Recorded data
+--
PR #210, opened 2018-06-12
compressing layers for reproducible images

sharifelgamal:


jonjohnsonjr:
Maybe add a test for layertime?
+--
Your task
Every entry is to be restated word for word, with nothing dropped.

Answer
PR #210, opened 2018-06-12
compressing layers for reproducible images

sharifelgamal:


jonjohnsonjr:
Maybe add a test for layertime?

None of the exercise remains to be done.